Required work: Every line of the data is to be transcribed without error.
──────────────────────────────
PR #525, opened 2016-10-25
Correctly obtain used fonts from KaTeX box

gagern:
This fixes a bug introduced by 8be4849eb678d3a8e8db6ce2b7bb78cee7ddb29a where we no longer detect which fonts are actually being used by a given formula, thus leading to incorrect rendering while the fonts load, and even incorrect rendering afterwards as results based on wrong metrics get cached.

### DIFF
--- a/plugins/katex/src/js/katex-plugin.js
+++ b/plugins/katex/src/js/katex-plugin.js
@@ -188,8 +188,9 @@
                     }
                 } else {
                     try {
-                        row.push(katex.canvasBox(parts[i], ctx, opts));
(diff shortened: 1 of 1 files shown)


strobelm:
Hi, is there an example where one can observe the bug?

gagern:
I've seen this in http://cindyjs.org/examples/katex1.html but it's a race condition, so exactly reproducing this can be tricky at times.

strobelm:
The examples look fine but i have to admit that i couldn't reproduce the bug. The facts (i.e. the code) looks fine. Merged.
──────────────────────────────
Solution to the exercise:
PR #525, opened 2016-10-25
Correctly obtain used fonts from KaTeX box

gagern:
This fixes a bug introduced by 8be4849eb678d3a8e8db6ce2b7bb78cee7ddb29a where we no longer detect which fonts are actually being used by a given formula, thus leading to incorrect rendering while the fonts load, and even incorrect rendering afterwards as results based on wrong metrics get cached.

### DIFF
--- a/plugins/katex/src/js/katex-plugin.js
+++ b/plugins/katex/src/js/katex-plugin.js
@@ -188,8 +188,9 @@
                     }
                 } else {
                     try {
-                        row.push(katex.canvasBox(parts[i], ctx, opts));
(diff shortened: 1 of 1 files shown)


strobelm:
Hi, is there an example where one can observe the bug?

gagern:
I've seen this in http://cindyjs.org/examples/katex1.html but it's a race condition, so exactly reproducing this can be tricky at times.

strobelm:
The examples look fine but i have to admit that i couldn't reproduce the bug. The facts (i.e. the code) looks fine. Merged.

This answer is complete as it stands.